I'll take Orton in N.O. I'd also like to derail HKF's avatar and take Udoh too.


----------



## rebelsun (Nov 25, 2003)

HKF said:


> Playing it safe with a role player like Patterson at 5 is exactly what you'd be doing. It would be a bad pick the second it was made.


Well, if role player is defined as a non-star, or at least a player having less than star potential, then there's an argument that essentially everyone after #4 is a role player. I think the only ones that may have that kind of upside are Warren and Whiteside, but each has concerns. 

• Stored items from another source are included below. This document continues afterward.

PR #166, opened 2025-08-12
cosaBuild: call `cosa osbuild` separately

dustymabe:
In https://github.com/coreos/coreos-assembler/pull/4255 we are proposing to remove followup target build support from `cosa build`; i.e. it won't auto build the `qemu` target when doing a build.

Let's split this part out into a separate step here.


jlebon (approved):
WFM. It feels a bit like a contradiction of https://github.com/coreos/coreos-assembler/pull/4255, but coreos-ci-lib is about abstracting things out and in fact `cosaBuild()` already does lots of other things.

PR #168, opened 2026-05-04
kolaTestIso: check for testiso command before running tests

nikita-dubrovskii:
Part of folding `testiso` into `kola run`.

Issue: https://github.com/coreos/coreos-assembler/issues/3989

Related:
https://github.com/coreos/coreos-assembler/pull/4377
https://github.com/coreos/fedora-coreos-pipeline/pull/1339

### DIFF
--- a/vars/kolaTestIso.groovy
+++ b/vars/kolaTestIso.groovy
@@ -11,6 +11,11 @@ def call(params = [:]) {
     def extraArgs = params.get('extraArgs', "");
     def marker = params.get('marker', "");
 
+    // Check if kola has testiso command, skip if not available
+    if (shwrapRc("cosa kola help | grep -q testiso") != 0) {
+        echo "Skipping kola testiso: command not available in this version of kola"
+        return
+    }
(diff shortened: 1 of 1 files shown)


vars/kolaTestIso.groovy
```diff
@@ -11,6 +11,11 @@ def call(params = [:]) {
     def extraArgs = params.get('extraArgs', "");
     def marker = params.get('marker', "");
 
+    // Check if kola has testiso command, skip if not available
+    if (shwrapRc("cd ${cosaDir} && cosa kola help | grep -q testiso") != 0) {
```
dustymabe: do we need to `cd` for this?

dustymabe (approved):

vars/kolaTestIso.groovy
nikita-dubrovskii: Not really, that was a copy-paste. Now dropped.

dustymabe (approved):

PR #169, opened 2026-05-06
kola: add --inst-insecure flag to kola tests

nikita-dubrovskii:
Autodetection of dev builds fails on builds where 'dev' is not part of the filename scheme, like `rhcos-9.8.20260506-0-live-iso.x86_64.iso`. This causes kola tests to fail when they should run in insecure mode.

The obsolete `vars/kolaTestIso.groovy` used the insecure flag by default, so this restores that behavior explicitly.

### DIFF
--- a/vars/kola.groovy
+++ b/vars/kola.groovy
@@ -109,6 +109,11 @@ def call(params = [:]) {
             args += " --tag=!${tag}"
         }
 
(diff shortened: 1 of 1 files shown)


joelcapitao (approved):
LGTM

PR #170, opened 2026-05-06
cosaPod: add timeout to prevent pods from running indefinitely

aaradhak:
## Summary

- Adds a `timeout` parameter to `cosaPod` (default: 24 hours) to prevent hung or failed pods from blocking the pipeline indefinitely
- Callers can override the timeout (in hours) or disable it with `timeout: 0` for jobs like debug pods that need extended runtime
- Uses Jenkins' built-in `timeout` step which gracefully aborts the build on expiry

Fixes: https://github.com/coreos/fedora-coreos-pipeline/issues/1296

### DIFF
--- a/vars/cosaPod.groovy
+++ b/vars/cosaPod.groovy
@@ -1,6 +1,7 @@
 // Thin wrapper around pod() which auto-selects images and kvm.
 // Additional available parameters:
 //   image: string
+//   timeout: int (hours, default: 24, 0 to disable)
 def call(params = [:], Closure body) {
     if (params['image'] == null) {
         params['image'] = 'quay.io/coreos-assembler/coreos-assembler:main'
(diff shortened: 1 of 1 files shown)


vars/cosaPod.groovy
```diff
@@ -11,15 +12,26 @@ def call(params = [:], Closure body) {
         params['kvm'] = true
     }
 
+    def podTimeout = params.containsKey('timeout') ? params.remove('timeout') : 24
```
prestist, line 15: We could add a comment with an issue linked if we want to https://github.com/coreos/fedora-coreos-pipeline/issues/1296 for easy traceability. wdyt?

prestist (approved):
LGTM, you can ignore or do my comment very minor!

vars/cosaPod.groovy
aaradhak: The commit message has the link for the issue. I believe it should be good enough in this case may be. The code blame would point to the tracker issue.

If I was Petrie, I would welcome offers for the pick, but the point of this mock would be to take the guy I would take for each team if they had to keep the pick. I'm not sure I wouldn't have hesitation about paying any of the guys outside of the top-4 those 3rd and 4th year salaries for #5. Patterson, and those three other bigs, are the ones I'd have the least concern about being worth that money. I just like Pat the best for that roster.


----------



## HKF (Dec 10, 2002)

I would easily take Jordan Crawford before a guy like Patterson and Crawford is not going anywhere near the top 5. I am not understanding where this Patterson love is coming from, but this dude is a top 15 pick at best. At #5, yes that would be Shelden Williams redux. The guy has zero upside.


----------



## HB (May 1, 2004)

Patterson's a lottery player, but 5 is just too high for him. I'd definitely take Pat over Johnson though. Funny how there's all this outrage over Patterson going that high, but Johnson consistently being mentioned as a top 7 pick raises no concerns. I dont see how Udoh works on the Clippers. Griffin is going to get a lot of minutes at the forward spot. So will Jordan and Kaman at the C position.

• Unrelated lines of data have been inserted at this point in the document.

PR #172, opened 2026-06-05
kola: split up kola runs only if necessary

dustymabe:
Now that cosa can schedule tests based on available resources [1] we will likely drop the `reprovision` tag from tests to enable them tests to all run together. Let's allow for both old and new ways of running things here.

[1] https://github.com/coreos/coreos-assembler/pull/4470

### DIFF
--- a/vars/kola.groovy
+++ b/vars/kola.groovy
@@ -149,15 +149,32 @@ def call(params = [:]) {
                     runKola(id, 'run', "--basic-qemu-scenarios ${skipSecureBootArg}")
                 }
             }
-            // normal run (without reprovision tests because those require a lot of memory)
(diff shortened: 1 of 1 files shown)


c4rt0 (approved):
At first the `jq -r...` didn't work locally as I attempted to verify if it successfully returns tests with 'reprovision' tag, but that turned out to be an issue with my local environment variables. 

If it comes to format:

```groovy
id = marker == "" ? "kola" : "kola-${marker}"
```
was honestly counterintuitive, after a bit of browsing it seems to be something like the python's equivalent: 

```python
  id = "kola" if marker == "" else f"kola-{marker}"
```
Learned something new here.

/lgtm

PR #1198, opened 2023-05-03
Fix build with libressl 3.6+

rozhuk-im:
Tested on FreeBSD 13/stable


eakraly:
Thank you @rozhuk-im !

PR #1222, opened 2023-06-06
Implement a minimum log level option

PaulWay:
The `-v` or `--verbose` options change a few things, but they have almost no effect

Speaking of bad lottery picks...Willie Warren at 10 is just terrible. Bradley's too high also.

P.s. the Nets really like Williams at the 2/3 spot...I doubt they pick Stanley Robinson.


----------



## SheriffKilla (Jan 1, 2004)

I think the Kings have their sights set on Monroe but we will see. I would expect the Wolves to take Wes Johnson because of Love/Jefferson but they might just go for Cousins anyway. Especially if there is any truth to the Randolph for Love rumors.


----------



## billfindlay10 (Jan 24, 2003)

If Aminu fals to the Raptors at 13 I would be pretty happy, his great length on the wing would help out. As mentioned Weems and DeRozan are more of 2's than they are 3's


----------



## BlakeJesus (Feb 1, 2006)

HB said:


> Speaking of bad lottery picks...Willie Warren at 10 is just terrible.

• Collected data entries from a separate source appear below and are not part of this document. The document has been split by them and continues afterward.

PR #1231, opened 2023-07-04
Return a 400 response to HTTP requests

davel:
For our deployment, it is useful if coturn returns a valid HTTP response to an HTTP request. To do this on the same port as STUN/TURN and without enabling the admin site, I have extended `read_client_connection()` to return a canned HTTP response, in response to an HTTP request, rather than immediately closing the connection.

### DIFF
--- a/src/server/ns_turn_server.c
+++ b/src/server/ns_turn_server.c
@@ -4549,12 +4549,19 @@ static int read_client_connection(turn_turnserver *server, ts_ur_super_session *
 
           ioa_network_buffer_handle nbh_http = ioa_network_buffer_allocate(ss->client_socket->e);
 
-          char *content = "HTTP Not supported.\n";
+          /* HTTP content */
+          char *content = "HTTP not supported.\n";
+
+          /* Measure length of content */
+          int content_length = strlen(content);
+
+          /* Construct full response */
           char buffer[1024];
           snprintf(buffer, sizeof(buffer),
                    "HTTP/1.1 400 %s Not supported\r\nConnection: close\r\nServer: %s\r\nContent-Type: "
                    "text/plain\r\nContent-Length: %d\r\n\r\n%s",
-                   proto, TURN_SOFTWARE, (int)strlen(content), content);
+                   proto, TURN_SOFTWARE, content_length, content);
+
           ioa_network_buffer_set_size(nbh_http, strlen(buffer));
           memcpy(ioa_network_buffer_data(nbh_http), buffer, strlen(buffer));
           send_data_from_ioa_socket_nbh(ss->client_socket, NULL, nbh_http, TTL_IGNORE, TOS_IGNORE, NULL);
--- a/src/server/ns_turn_server.c
+++ b/src/server/ns_turn_server.c
@@ -4501,7 +4501,8 @@ static int read_client_connection(turn_turnserver *server, ts_ur_super_session *
     if (is_stream_socket(st)) {
       if (is_http((char *)ioa_network_buffer_data(in_buffer->nbh), ioa_network_buffer_get_size(in_buffer->nbh))) {
 
-        const char *proto = "HTTP";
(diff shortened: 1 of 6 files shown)


eakraly:
Thank you @davel !

Since this is a very specific use case we should have a flag to enable this functionality (and have it disabled by default).
This will preserve the existing behavior for everyone today and allow you to have your specific behavior with a flag.

Does it make sense?

davel:
Yes, I can add a flag for this, I shall take a look at the weekend.
 
The change *should* be safe to enable in general. It would only break a workflow which expects an empty response to an HTTP request.

davel:
> Thank you @davel !
> 
> Since this is a very specific use case so it should have a flag to enable this functionality (and have it disabled by default). This will preserve the existing behavior for everyone today and allow you to have your specific behavior with a flag.
> 
> Does it make sense?

This is now done, there is now a `unsupported-http-gives-400` parameter.

src/server/ns_turn_server.c
```diff
@@ -4535,6 +4535,29 @@ static int read_client_connection(turn_turnserver *server, ts_ur_super_session *
...
+          } else {
+            TURN_LOG_FUNC(TURN_LOG_LEVEL_INFO, "%s: %s returning 400 response", __FUNCTION__, proto);
+          }
+
+          ioa_network_buffer_handle nbh_http = ioa_network_buffer_allocate(ss->client_socket->e);
+
+          char *content = "HTTP Not supported.\n";
+          char buffer[1024];
+          snprintf(buffer, sizeof(buffer),
+                   "HTTP/1.1 400 %s Not supported\r\nConnection: close\r\nServer: %s\r\nContent-Type: "
```
eakraly, line 4555: Let's keep http headers before the content, not after

eakraly (changes requested):
I have reservations regarding the setting name: let's find a more generic name
Maybe `respond-http-unsupported`?

davel:
> I have reservations regarding the setting name: let's find a more generic name Maybe `respond-http-unsupported`?

I have change the option (and variable names) to --respond-http-unsupported.

src/server/ns_turn_server.c
davel: > Let's keep http headers before the content, not after

That would be neater, however we need to know the length of the content before we can generate the header.

src/server/ns_turn_server.c
```diff
@@ -4535,6 +4535,29 @@ static int read_client_connection(turn_turnserver *server, ts_ur_super_session *
...
+                   "text/plain\r\nContent-Length: %d\r\n\r\n%s",
+                   proto, TURN_SOFTWARE, (int)strlen(content), content);
```
ggarber, line 4557: Are you sure you want to disclose the TURN_SOFTWARE here?    I would remove it for any server in production so probably it is better to never include it in this response.

ggarber:
The change looks ok to me.  I would review the issue with disclosing the server name and version for security reasons given that this is in the public interface.

ggarber (approved):

davel:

Willie Warren was a surefire top 10 pick before this past season, and nobody really knows what scouts actually think of him. His stock could be anywhere. Besides, is there really a difference from an overall talent perspective between the players available at 10 compared to 20? At the very least, you have to see how great of a fit he would be on the Pacers.


----------



## HB (May 1, 2004)

Well if you look at Rebelsun's draft and the guys that are still on the board after Warren, you have to wonder why the Pacers would waste a lottery pick on a guy whose upside is so limited.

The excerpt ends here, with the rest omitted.